* Work required: In the material below, which lines hold the word "fractional"? Pick each one out.

* Information given:

══════

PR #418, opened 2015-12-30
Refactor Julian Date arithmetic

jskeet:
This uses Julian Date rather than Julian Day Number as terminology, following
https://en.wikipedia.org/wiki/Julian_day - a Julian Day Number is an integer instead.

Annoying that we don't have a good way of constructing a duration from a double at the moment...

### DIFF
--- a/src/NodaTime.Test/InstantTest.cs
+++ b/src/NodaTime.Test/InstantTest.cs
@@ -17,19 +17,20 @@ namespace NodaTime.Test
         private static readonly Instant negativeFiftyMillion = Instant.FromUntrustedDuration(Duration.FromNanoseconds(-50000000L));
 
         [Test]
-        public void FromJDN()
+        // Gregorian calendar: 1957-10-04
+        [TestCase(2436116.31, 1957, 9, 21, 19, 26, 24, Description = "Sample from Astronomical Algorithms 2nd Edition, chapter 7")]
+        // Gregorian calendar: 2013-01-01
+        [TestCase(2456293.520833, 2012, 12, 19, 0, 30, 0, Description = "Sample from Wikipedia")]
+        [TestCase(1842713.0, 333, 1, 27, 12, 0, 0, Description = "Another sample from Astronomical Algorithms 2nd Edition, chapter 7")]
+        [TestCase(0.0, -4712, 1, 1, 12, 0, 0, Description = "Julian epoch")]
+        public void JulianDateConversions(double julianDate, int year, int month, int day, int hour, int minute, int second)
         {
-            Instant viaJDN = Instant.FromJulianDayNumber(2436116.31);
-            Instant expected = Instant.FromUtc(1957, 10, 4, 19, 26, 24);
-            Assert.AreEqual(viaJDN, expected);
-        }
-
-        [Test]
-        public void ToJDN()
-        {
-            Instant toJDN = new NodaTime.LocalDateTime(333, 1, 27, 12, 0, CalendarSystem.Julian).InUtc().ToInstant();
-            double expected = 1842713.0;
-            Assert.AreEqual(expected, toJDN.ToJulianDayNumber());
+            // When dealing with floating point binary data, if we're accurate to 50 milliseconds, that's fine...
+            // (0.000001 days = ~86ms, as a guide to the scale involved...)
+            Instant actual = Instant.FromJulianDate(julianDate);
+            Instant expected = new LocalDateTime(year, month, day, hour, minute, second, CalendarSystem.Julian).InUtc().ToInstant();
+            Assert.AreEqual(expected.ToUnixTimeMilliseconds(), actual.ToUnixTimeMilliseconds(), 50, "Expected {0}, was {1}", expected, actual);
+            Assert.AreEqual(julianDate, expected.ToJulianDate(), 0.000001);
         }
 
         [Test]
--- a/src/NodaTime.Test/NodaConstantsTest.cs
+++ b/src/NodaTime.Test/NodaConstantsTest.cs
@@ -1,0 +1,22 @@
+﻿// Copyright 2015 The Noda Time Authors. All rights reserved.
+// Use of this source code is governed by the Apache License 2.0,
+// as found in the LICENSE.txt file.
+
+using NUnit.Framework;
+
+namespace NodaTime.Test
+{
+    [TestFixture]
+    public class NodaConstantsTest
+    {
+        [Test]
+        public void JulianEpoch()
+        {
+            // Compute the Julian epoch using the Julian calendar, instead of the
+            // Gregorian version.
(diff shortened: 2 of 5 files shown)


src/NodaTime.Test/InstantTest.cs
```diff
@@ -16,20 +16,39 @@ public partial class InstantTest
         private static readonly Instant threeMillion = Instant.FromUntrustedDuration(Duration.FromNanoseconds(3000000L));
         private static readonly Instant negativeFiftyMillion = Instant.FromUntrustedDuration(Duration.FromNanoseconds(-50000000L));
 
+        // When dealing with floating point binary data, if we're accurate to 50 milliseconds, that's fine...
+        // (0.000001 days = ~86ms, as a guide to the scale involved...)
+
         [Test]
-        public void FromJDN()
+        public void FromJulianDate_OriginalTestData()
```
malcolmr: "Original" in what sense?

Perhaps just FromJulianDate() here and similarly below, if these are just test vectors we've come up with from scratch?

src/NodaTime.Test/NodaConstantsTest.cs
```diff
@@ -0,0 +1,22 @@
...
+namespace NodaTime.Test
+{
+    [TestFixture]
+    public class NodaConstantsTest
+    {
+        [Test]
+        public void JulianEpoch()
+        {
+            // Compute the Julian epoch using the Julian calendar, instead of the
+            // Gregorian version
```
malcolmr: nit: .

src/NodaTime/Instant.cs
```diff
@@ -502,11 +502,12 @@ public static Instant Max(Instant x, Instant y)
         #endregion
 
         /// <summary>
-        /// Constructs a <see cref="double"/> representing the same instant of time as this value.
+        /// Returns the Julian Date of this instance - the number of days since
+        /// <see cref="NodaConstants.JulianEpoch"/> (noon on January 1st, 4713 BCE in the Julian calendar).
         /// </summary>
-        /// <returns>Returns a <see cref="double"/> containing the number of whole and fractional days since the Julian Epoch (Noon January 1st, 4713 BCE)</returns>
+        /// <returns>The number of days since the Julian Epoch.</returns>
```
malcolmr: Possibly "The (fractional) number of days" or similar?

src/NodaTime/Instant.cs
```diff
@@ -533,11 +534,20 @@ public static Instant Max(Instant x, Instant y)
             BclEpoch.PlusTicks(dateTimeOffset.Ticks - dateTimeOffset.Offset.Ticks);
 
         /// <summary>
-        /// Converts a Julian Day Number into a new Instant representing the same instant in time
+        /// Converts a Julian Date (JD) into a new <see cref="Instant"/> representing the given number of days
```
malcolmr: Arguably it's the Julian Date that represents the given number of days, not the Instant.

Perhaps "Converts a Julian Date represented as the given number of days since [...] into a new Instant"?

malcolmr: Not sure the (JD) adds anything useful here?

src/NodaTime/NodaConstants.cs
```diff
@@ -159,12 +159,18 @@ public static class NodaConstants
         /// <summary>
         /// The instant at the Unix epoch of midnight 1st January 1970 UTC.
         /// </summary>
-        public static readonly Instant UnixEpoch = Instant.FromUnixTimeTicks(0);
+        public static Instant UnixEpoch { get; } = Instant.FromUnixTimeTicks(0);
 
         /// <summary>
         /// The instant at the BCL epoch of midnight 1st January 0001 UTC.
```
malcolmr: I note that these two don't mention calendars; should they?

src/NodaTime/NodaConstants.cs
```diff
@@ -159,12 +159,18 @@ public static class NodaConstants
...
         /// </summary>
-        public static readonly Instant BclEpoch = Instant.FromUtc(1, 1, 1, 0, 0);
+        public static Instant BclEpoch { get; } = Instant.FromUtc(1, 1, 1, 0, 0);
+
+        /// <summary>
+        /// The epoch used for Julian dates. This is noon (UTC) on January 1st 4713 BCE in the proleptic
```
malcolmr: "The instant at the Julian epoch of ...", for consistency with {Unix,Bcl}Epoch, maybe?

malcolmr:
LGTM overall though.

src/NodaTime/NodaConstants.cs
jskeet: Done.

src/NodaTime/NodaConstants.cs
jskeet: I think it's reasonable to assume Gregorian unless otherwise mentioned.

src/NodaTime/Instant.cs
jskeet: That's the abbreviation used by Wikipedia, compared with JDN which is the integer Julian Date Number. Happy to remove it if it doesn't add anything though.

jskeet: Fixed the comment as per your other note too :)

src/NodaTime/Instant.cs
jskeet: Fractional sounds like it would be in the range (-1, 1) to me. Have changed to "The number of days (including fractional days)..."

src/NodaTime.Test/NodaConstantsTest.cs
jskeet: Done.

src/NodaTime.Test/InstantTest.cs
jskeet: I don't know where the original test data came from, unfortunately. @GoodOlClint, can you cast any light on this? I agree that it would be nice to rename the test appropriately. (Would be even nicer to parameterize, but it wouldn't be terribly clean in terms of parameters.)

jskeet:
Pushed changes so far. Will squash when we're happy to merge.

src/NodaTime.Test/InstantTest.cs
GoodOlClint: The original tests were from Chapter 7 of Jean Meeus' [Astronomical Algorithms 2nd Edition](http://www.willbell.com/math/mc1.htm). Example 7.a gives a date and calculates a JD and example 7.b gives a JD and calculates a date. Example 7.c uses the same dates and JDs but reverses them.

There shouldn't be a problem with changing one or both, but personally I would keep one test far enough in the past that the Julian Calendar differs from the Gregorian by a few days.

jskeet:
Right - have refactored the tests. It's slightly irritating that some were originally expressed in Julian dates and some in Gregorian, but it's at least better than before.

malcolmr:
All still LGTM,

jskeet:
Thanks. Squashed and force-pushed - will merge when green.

══════

* Your solution:
-        /// <returns>Returns a <see cref="double"/> containing the number of whole and fractional days since the Julian Epoch (Noon January 1st, 4713 BCE)</returns>
malcolmr: Possibly "The (fractional) number of days" or similar?
jskeet: Fractional sounds like it would be in the range (-1, 1) to me. Have changed to "The number of days (including fractional days)..."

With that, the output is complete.